> **REQUIRED WORK**: Scan the listing below. Copy each line that contains "prevent".
START DATASET EXTRACT
Issue #2182, opened 2020-05-10
schema:create fails with single collection inheritance


malarzm:
### Bug Report

As per https://stackoverflow.com/questions/61615412/odm-inheritance-document-with-type-single-collection-schema-create-error the `odm:schema:create` fails with an error if the collection already exists. This is the case when single collection inheritance is used.

#### Expected behavior

The command finishes successfully.

Vladnev:
@alcaeus Hi it also actual for 2.2.0 version. As i see 2.1 Roadmap not supproted.

malarzm:
@Vladnev thanks for noticing! It must have somehow stay in 2.1 when we were retriaging issues :) Would you like to try fixing the issue since it seems to affect you as well?

malarzm:
Fixed with #2392

PR #2392, opened 2021-11-23
Schema:create fails with single collection inheritance

JJarrie:
|      Q       |   A
|------------- | -----------
| Type         | improvement
| BC Break     | no
| Fixed issues | #2182 

#### Summary

Maintain in memory already processed collection in case of single collection inheritance and skip next procession of these collections.

### DIFF
--- a/tests/Doctrine/ODM/MongoDB/Tests/SchemaManagerTest.php
+++ b/tests/Doctrine/ODM/MongoDB/Tests/SchemaManagerTest.php
@@ -33,6 +33,7 @@ use PHPUnit\Framework\Constraint\Constraint;
 use PHPUnit\Framework\Constraint\IsEqual;
 use PHPUnit\Framework\MockObject\MockObject;
 
+use function array_count_values;
 use function array_map;
 use function assert;
 use function class_exists;
@@ -457,11 +458,15 @@ class SchemaManagerTest extends BaseTest
      */
     public function testCreateCollections(array $expectedWriteOptions, ?int $maxTimeMs, ?WriteConcern $writeConcern)
     {
-        foreach ($this->documentDatabases as $class => $database) {
+        $createdCollections = [];
+        foreach ($this->documentDatabases as $database) {
             $database
                 ->expects($this->atLeastOnce())
                 ->method('createCollection')
-                ->with($this->anything(), $this->writeOptions($expectedWriteOptions));
+                ->with($this->anything(), $this->writeOptions($expectedWriteOptions))
+                ->willReturnCallback(static function (string $collectionName) use (&$createdCollections): void {
+                    $createdCollections[] = $collectionName;
+                });
 
             $database
                 ->expects($this->atLeastOnce())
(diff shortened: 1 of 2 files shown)


malarzm (changes requested):
Thanks @JJarrie for the PR! :tada: The solution you've provided is simple, we're requiring PRs to have tests not only to prove the solution is working, but to prevent regressions in the future. Could you please write one? Don't hesitate to ask should you need any help :)

JJarrie:
> Thanks @JJarrie for the PR! tada The solution you've provided is simple, we're requiring PRs to have tests not only to prove the solution is working, but to prevent regressions in the future. Could you please write one? Don't hesitate to ask should you need any help :)

Hello, I need some help. I tried to add the same structure as the one who raised the error in the issue ticket.

```php
<?php

declare(strict_types=1);

namespace Documents\Functional;

/**
 * @ODM\MappedSuperclass
 * @ODM\DiscriminatorField("@type")
 * @ODM\DiscriminatorMap(SingleInheritanceCollectionSuperClass::TYPES)
 */
class SingleInheritanceCollectionSuperClass
{
    public const TYPES = [
        'subType1' => SingleInheritanceCollectionSubType1::class,
        'subType2' => SingleInheritanceCollectionSubType2::class,
    ];

    /** @ODM\Id */
    private $id;

    private $name;
}
```

```php
<?php

declare(strict_types=1);

namespace Documents\Functional;

/**
 * @ODM\Document
 */
class SingleInheritanceCollectionSubType1 extends SingleInheritanceCollectionSuperClass
{
    private $someFieldA;
}

```

```php
<?php

declare(strict_types=1);

namespace Documents\Functional;

/**
 * @ODM\Document
 */
class SingleInheritanceCollectionSubType2 extends SingleInheritanceCollectionSuperClass
{
    private $someFieldB;
}
```

And as the database is mocked in SchemaManagerTest::testCreateCollections, the original error (coming from database) is not raised. And I have some difficulties to understand how to handle my case into the functionnal suite. If someone have an idea or an explanation, I take it.

:)

IonBazan:
@JJarrie I've added a test which makes sure one of our existing documents using single collection inheritance trigger the collection creation only once.

JJarrie:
END DATASET EXTRACT
> **TASK OUTPUT**:
Thanks @JJarrie for the PR! :tada: The solution you've provided is simple, we're requiring PRs to have tests not only to prove the solution is working, but to prevent regressions in the future. Could you please write one? Don't hesitate to ask should you need any help :)
> Thanks @JJarrie for the PR! tada The solution you've provided is simple, we're requiring PRs to have tests not only to prove the solution is working, but to prevent regressions in the future. Could you please write one? Don't hesitate to ask should you need any help :)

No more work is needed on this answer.